- [ASSIGNMENT]: Copy every entry precisely.

Source records:
▬▬▬▬▬▬
Issue #4050, opened 2023-02-01
non-latin1 characters used with "sandbox" throws and renders iframe in weird spot


hojberg:
### Description

When using the "sandbox" setting along side a diagram with non-latin1 characters in them the following occurs:

1. An error is thrown: 
```
Uncaught DOMException: Failed to execute 'btoa' on 'Window': The string to be encoded contains characters outside of the Latin1 range.
```
2. Instead of not rendering anything, Mermaid, unexpectedly, renders the iframe with the svg (and rendered correctly it seems), at the bottom of the page just before the `</body>` tag. 

Here's the example diagram, notice the `∘` (compose) character:
```
flowchart TB
  A["f ∘ g"]
```

### Steps to reproduce

Here's a full example: https://jsfiddle.net/s3817cjq/8/

### Setup

**Desktop**

- OS and Version: Mac
- Browser and Version: Chrome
▬▬▬▬▬▬
- [RESPONSE AREA]:
Issue #4050, opened 2023-02-01
non-latin1 characters used with "sandbox" throws and renders iframe in weird spot


hojberg:
### Description

When using the "sandbox" setting along side a diagram with non-latin1 characters in them the following occurs:

1. An error is thrown: 
```
Uncaught DOMException: Failed to execute 'btoa' on 'Window': The string to be encoded contains characters outside of the Latin1 range.
```
2. Instead of not rendering anything, Mermaid, unexpectedly, renders the iframe with the svg (and rendered correctly it seems), at the bottom of the page just before the `</body>` tag. 

Here's the example diagram, notice the `∘` (compose) character:
```
flowchart TB
  A["f ∘ g"]
```

### Steps to reproduce

Here's a full example: https://jsfiddle.net/s3817cjq/8/

### Setup

**Desktop**

- OS and Version: Mac
- Browser and Version: Chrome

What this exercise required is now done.